[Opening Information given section]

PR #198, opened 2020-11-28
Add octave build commands

matsievskiysv:
Add support for build with octave.
Some functions do not work with octave though. More work is needed. Maybe this could be pulled into separate branch?

### DIFF
--- a/atmat/atmatch/atmatch.m
+++ b/atmat/atmatch/atmatch.m
@@ -131,7 +131,7 @@ dpp = p.Results.dpp;
 usepar = p.Results.UseParallel;
 
 
-options=optimset(minimizer);
+options=optimset(func2str(minimizer)); % NOTE: func2str is needed for Octave compatability
 
 IniVals=atGetVariableValue(Ring,Variables);
 splitvar=@(varvec) reshape(mat2cell(varvec,cellfun(@length,IniVals),1),size(Variables));
--- a/atmat/attrack/linepass.m
+++ b/atmat/attrack/linepass.m
@@ -60,7 +60,7 @@ function [Rout,varargout] = linepass(line,Rin,refpts,varargin)
 %
 % Rfin=LINEPASS(...,PREFUNC)
 % Rfin=LINEPASS(...,PREFUNC,POSTFUNC)
-% Rfin=LINEPASS(...,function_handle.empty,POSTFUNC)
+% Rfin=LINEPASS(...,cell(),POSTFUNC)
 %    PREFUNC and POSTFUNC are function handles, PREFUNC is called
 %    immediately before tracking each element, POSTFUNC is called
 %    immediately after each element. Functions are called as:
@@ -90,7 +90,7 @@ nhist=getoption(struct(args{~funcargs}), 'nhist',1);
 
 newlattice = double(~keeplattice);
 
-[prefunc,postfunc]=parseargs({function_handle.empty,function_handle.empty},...
+[prefunc,postfunc]=parseargs({cell(),cell()},...
     args(funcargs));
 
 try
--- a/.gitignore
+++ b/.gitignore
@@ -46,3 +46,9 @@ Contents.m
 #Local documentation
 doc_html/
 athelp.mat
+
+# C LSP server cache
+.ccls-cache
+
+# octave files
+octave-workspace
--- a/INSTALL.md
+++ b/INSTALL.md
@@ -44,3 +44,22 @@ Installation process:
     You can now use `athelp` to list all main functions.
 
 6. Update html doc - not yet documented.
+
+### Notes on Octave ###
+
+For the most part AT code works with [Octave](https://www.gnu.org/software/octave/).
+At least version 6 is required.
+
+In order to prepare octave environment you'll need to run `atoctave/bootstrap.m` function.
+It will install required Octave modules (Internet connection is needed), compile C sources and add
+paths.
+
+When in `at` folder, you may start an Octave CLI session with command:
+```bash
+> octave --eval 'cd atoctave;bootstrap;cd ..;' --persist
+```
+For GUI session, run command:
+```bash
+> octave --gui --eval 'cd atoctave;bootstrap;cd ..;' --persist
+```
+These commands will run `atoctave/bootstrap.m` for you.
--- a/atintegrators/atcommon.h
+++ b/atintegrators/atcommon.h
@@ -57,7 +57,9 @@
 #ifdef MATLAB_MEX_FILE
 /* Matlab only */
 #include <mex.h>
+#ifndef OCTAVE
 #include <matrix.h>
+#endif
 
 /* Get ready for R2018a C matrix API */
 #ifndef mxGetDoubles
--- a/atintegrators/elempass.h
+++ b/atintegrators/elempass.h
@@ -21,6 +21,8 @@
 #define ExportMode
 #elif defined(MACI64)
 #define ExportMode
+#elif defined(__GNUC__)
+#define ExportMode
 #else 
 /* Default - Windows */
 #define ExportMode __declspec(dllexport)
--- a/atintegrators/gwig.c
+++ b/atintegrators/gwig.c
@@ -23,12 +23,10 @@
  *  Accelerator Physics Group, Duke FEL Lab, www.fel.duke.edu  
  */
 
-#ifndef  GWIG
 #include "gwig.h"
 #include <stdlib.h>
 #include <math.h>
 #include <stdio.h>
-#endif
 
 void GWigGauge(struct gwig *pWig, double *X, int flag);
 void GWigPass_2nd(struct gwig *pWig, double *X);
--- a/atintegrators/gwig.h
+++ b/atintegrators/gwig.h
@@ -13,6 +13,9 @@
  *  Accelerator Physics Group, Duke FEL Lab, www.fel.duke.edu
 */
 
+#ifndef GWIG_H
+#define GWIG_H
+
 #define WHmax 200
 #define GWIG_EPS (1e-6)
 
@@ -88,3 +91,5 @@ struct gwigR{
   double Vkz[WHmax];
   double Vtz[WHmax];
 };
+
+#endif
--- a/atintegrators/mexpassmethod.m
+++ b/atintegrators/mexpassmethod.m
@@ -31,6 +31,10 @@ opt_parallel = false;
 
 PLATFORMOPTION=[varargin{:}];
 
+if isOctave
+  error('mexpassmethod does not work in Octave')
+endif
+
 %Additional platform-specific options for mex
 pdir=fileparts(mfilename('fullpath'));
 if ispc()
--- a/atmat/atdemos/IDModeling/trackWithU35KickMap.m
+++ b/atmat/atdemos/IDModeling/trackWithU35KickMap.m
@@ -2,7 +2,7 @@
 r=esrf;
 
 %create element from kick map and plot kick map
-U35elem=atidtable('U35',1,'U35.mat',6.04,'IDTablePass');
+U35elem=atidtable('U35',1,'U35.mat',6.04,'IdTablePass');
 xtable=U35elem.xtable;
 ytable=U35elem.ytable;
 xkick=U35elem.xkick;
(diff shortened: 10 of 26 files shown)


lfarv:
Hello @matsievskiysv,
I have a few comments on your proposals:
- Concerning the build commands: can you try to avoid makefiles ? These are not portable across architectures, and may need some tuning by the user. Using the `mkoctfile --mex`  or `mex` command within Octave should provide a universal way of building extensions, including on Windows. Is there any problem with that (I am not familiar with Octave)? Also, rather than modifying `atmexall` (already complicated enough), you can provide a dedicated build function for Octave.
- About missing Matlab functions (ex.: `endsWith`): one could add a top-level directory (`atoctave` for instance). It should be ignored by Matlab users (only `atmat` and `atintegrators` in the path), and should be put in 1st position by Octave users. There, you could put any function that simulates a missing Matlab function, or that replaces an `atmat` function for Octave users. Then you can keep the name `endsWith` (for instance) wherever it appears and provide your own version in `atoctave`.
- You can forget the files in the `atintegrators/user` directory: they are still there for historical reasons, by have not been upgraded for the python interface and are not compiled!

Finally, I agree with you idea of temporarily creating a dedicated branch for octave, until it can be merged into the main one.

matsievskiysv:
@lfarv
> Concerning the build commands: can you try to avoid makefiles ...
  
Replaced with file `bootstrapOctave.m`

> About missing Matlab functions ...
  
Done

> You can forget the files ...

Removed them from source list

> Finally, I agree with you idea of temporarily creating a dedicated branch for octave, until it can be merged into the main one.

As soon as you'll create an `octave` branch, I'll set it as this PR's merge target.

lfarv:
There is now a branch `octave_compatibility`. It adds an `atoctave` directory, where you should put all octave-specific .m files, so that they are ignored in Matlab.

matsievskiysv:
Ok. Demos seems to work except for the GUI stuff and ones that fail because of #200

matsievskiysv:
I don't know how the output of the demos should look like, so I attach graphical output:

---

**atfastring/testatfastring.m**

fastring-1
fastring-2

---

**atmatchExamples/bump/run_BumpFit.m**

bump

---

**atmatchExamples/ExampleATMATCH/runtotest_atmatch.m**

exampleATMATCH

---

**IDModeling/trackWithU35KickMap.m**

trackWithU35KickMap-1

trackWithU35KickMap-2

---

**opticsAndBeamSizes/linoptdemo.m**

*This one is obviously messed up*

linpotdemo

---

**opticsAndBeamSizes/ohmienvelopedemo.m**

ohmienvelopedemo-1

ohmienvelopedemo-2

---

**responseMatrix/findrespmdemo.m**

findrespmdemo-1

findrespmdemo-2

lfarv:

[Closing Information given section]

Work request:
Print the records above again, every one, exactly as written.

Solution to this problem:
PR #198, opened 2020-11-28
Add octave build commands

matsievskiysv:
Add support for build with octave.
Some functions do not work with octave though. More work is needed. Maybe this could be pulled into separate branch?

### DIFF
--- a/atmat/atmatch/atmatch.m
+++ b/atmat/atmatch/atmatch.m
@@ -131,7 +131,7 @@ dpp = p.Results.dpp;
 usepar = p.Results.UseParallel;
 
 
-options=optimset(minimizer);
+options=optimset(func2str(minimizer)); % NOTE: func2str is needed for Octave compatability
 
 IniVals=atGetVariableValue(Ring,Variables);
 splitvar=@(varvec) reshape(mat2cell(varvec,cellfun(@length,IniVals),1),size(Variables));
--- a/atmat/attrack/linepass.m
+++ b/atmat/attrack/linepass.m
@@ -60,7 +60,7 @@ function [Rout,varargout] = linepass(line,Rin,refpts,varargin)
 %
 % Rfin=LINEPASS(...,PREFUNC)
 % Rfin=LINEPASS(...,PREFUNC,POSTFUNC)
-% Rfin=LINEPASS(...,function_handle.empty,POSTFUNC)
+% Rfin=LINEPASS(...,cell(),POSTFUNC)
 %    PREFUNC and POSTFUNC are function handles, PREFUNC is called
 %    immediately before tracking each element, POSTFUNC is called
 %    immediately after each element. Functions are called as:
@@ -90,7 +90,7 @@ nhist=getoption(struct(args{~funcargs}), 'nhist',1);
 
 newlattice = double(~keeplattice);
 
-[prefunc,postfunc]=parseargs({function_handle.empty,function_handle.empty},...
+[prefunc,postfunc]=parseargs({cell(),cell()},...
     args(funcargs));
 
 try
--- a/.gitignore
+++ b/.gitignore
@@ -46,3 +46,9 @@ Contents.m
 #Local documentation
 doc_html/
 athelp.mat
+
+# C LSP server cache
+.ccls-cache
+
+# octave files
+octave-workspace
--- a/INSTALL.md
+++ b/INSTALL.md
@@ -44,3 +44,22 @@ Installation process:
     You can now use `athelp` to list all main functions.
 
 6. Update html doc - not yet documented.
+
+### Notes on Octave ###
+
+For the most part AT code works with [Octave](https://www.gnu.org/software/octave/).
+At least version 6 is required.
+
+In order to prepare octave environment you'll need to run `atoctave/bootstrap.m` function.
+It will install required Octave modules (Internet connection is needed), compile C sources and add
+paths.
+
+When in `at` folder, you may start an Octave CLI session with command:
+```bash
+> octave --eval 'cd atoctave;bootstrap;cd ..;' --persist
+```
+For GUI session, run command:
+```bash
+> octave --gui --eval 'cd atoctave;bootstrap;cd ..;' --persist
+```
+These commands will run `atoctave/bootstrap.m` for you.
--- a/atintegrators/atcommon.h
+++ b/atintegrators/atcommon.h
@@ -57,7 +57,9 @@
 #ifdef MATLAB_MEX_FILE
 /* Matlab only */
 #include <mex.h>
+#ifndef OCTAVE
 #include <matrix.h>
+#endif
 
 /* Get ready for R2018a C matrix API */
 #ifndef mxGetDoubles
--- a/atintegrators/elempass.h
+++ b/atintegrators/elempass.h
@@ -21,6 +21,8 @@
 #define ExportMode
 #elif defined(MACI64)
 #define ExportMode
+#elif defined(__GNUC__)
+#define ExportMode
 #else 
 /* Default - Windows */
 #define ExportMode __declspec(dllexport)
--- a/atintegrators/gwig.c
+++ b/atintegrators/gwig.c
@@ -23,12 +23,10 @@
  *  Accelerator Physics Group, Duke FEL Lab, www.fel.duke.edu  
  */
 
-#ifndef  GWIG
 #include "gwig.h"
 #include <stdlib.h>
 #include <math.h>
 #include <stdio.h>
-#endif
 
 void GWigGauge(struct gwig *pWig, double *X, int flag);
 void GWigPass_2nd(struct gwig *pWig, double *X);
--- a/atintegrators/gwig.h
+++ b/atintegrators/gwig.h
@@ -13,6 +13,9 @@
  *  Accelerator Physics Group, Duke FEL Lab, www.fel.duke.edu
 */
 
+#ifndef GWIG_H
+#define GWIG_H
+
 #define WHmax 200
 #define GWIG_EPS (1e-6)
 
@@ -88,3 +91,5 @@ struct gwigR{
   double Vkz[WHmax];
   double Vtz[WHmax];
 };
+
+#endif
--- a/atintegrators/mexpassmethod.m
+++ b/atintegrators/mexpassmethod.m
@@ -31,6 +31,10 @@ opt_parallel = false;
 
 PLATFORMOPTION=[varargin{:}];
 
+if isOctave
+  error('mexpassmethod does not work in Octave')
+endif
+
 %Additional platform-specific options for mex
 pdir=fileparts(mfilename('fullpath'));
 if ispc()
--- a/atmat/atdemos/IDModeling/trackWithU35KickMap.m
+++ b/atmat/atdemos/IDModeling/trackWithU35KickMap.m
@@ -2,7 +2,7 @@
 r=esrf;
 
 %create element from kick map and plot kick map
-U35elem=atidtable('U35',1,'U35.mat',6.04,'IDTablePass');
+U35elem=atidtable('U35',1,'U35.mat',6.04,'IdTablePass');
 xtable=U35elem.xtable;
 ytable=U35elem.ytable;
 xkick=U35elem.xkick;
(diff shortened: 10 of 26 files shown)


lfarv:
Hello @matsievskiysv,
I have a few comments on your proposals:
- Concerning the build commands: can you try to avoid makefiles ? These are not portable across architectures, and may need some tuning by the user. Using the `mkoctfile --mex`  or `mex` command within Octave should provide a universal way of building extensions, including on Windows. Is there any problem with that (I am not familiar with Octave)? Also, rather than modifying `atmexall` (already complicated enough), you can provide a dedicated build function for Octave.
- About missing Matlab functions (ex.: `endsWith`): one could add a top-level directory (`atoctave` for instance). It should be ignored by Matlab users (only `atmat` and `atintegrators` in the path), and should be put in 1st position by Octave users. There, you could put any function that simulates a missing Matlab function, or that replaces an `atmat` function for Octave users. Then you can keep the name `endsWith` (for instance) wherever it appears and provide your own version in `atoctave`.
- You can forget the files in the `atintegrators/user` directory: they are still there for historical reasons, by have not been upgraded for the python interface and are not compiled!

Finally, I agree with you idea of temporarily creating a dedicated branch for octave, until it can be merged into the main one.

matsievskiysv:
@lfarv
> Concerning the build commands: can you try to avoid makefiles ...
  
Replaced with file `bootstrapOctave.m`

> About missing Matlab functions ...
  
Done

> You can forget the files ...

Removed them from source list

> Finally, I agree with you idea of temporarily creating a dedicated branch for octave, until it can be merged into the main one.

As soon as you'll create an `octave` branch, I'll set it as this PR's merge target.

lfarv:
There is now a branch `octave_compatibility`. It adds an `atoctave` directory, where you should put all octave-specific .m files, so that they are ignored in Matlab.

matsievskiysv:
Ok. Demos seems to work except for the GUI stuff and ones that fail because of #200

matsievskiysv:
I don't know how the output of the demos should look like, so I attach graphical output:

---

**atfastring/testatfastring.m**

fastring-1
fastring-2

---

**atmatchExamples/bump/run_BumpFit.m**

bump

---

**atmatchExamples/ExampleATMATCH/runtotest_atmatch.m**

exampleATMATCH

---

**IDModeling/trackWithU35KickMap.m**

trackWithU35KickMap-1

trackWithU35KickMap-2

---

**opticsAndBeamSizes/linoptdemo.m**

*This one is obviously messed up*

linpotdemo

---

**opticsAndBeamSizes/ohmienvelopedemo.m**

ohmienvelopedemo-1

ohmienvelopedemo-2

---

**responseMatrix/findrespmdemo.m**

findrespmdemo-1

findrespmdemo-2

lfarv:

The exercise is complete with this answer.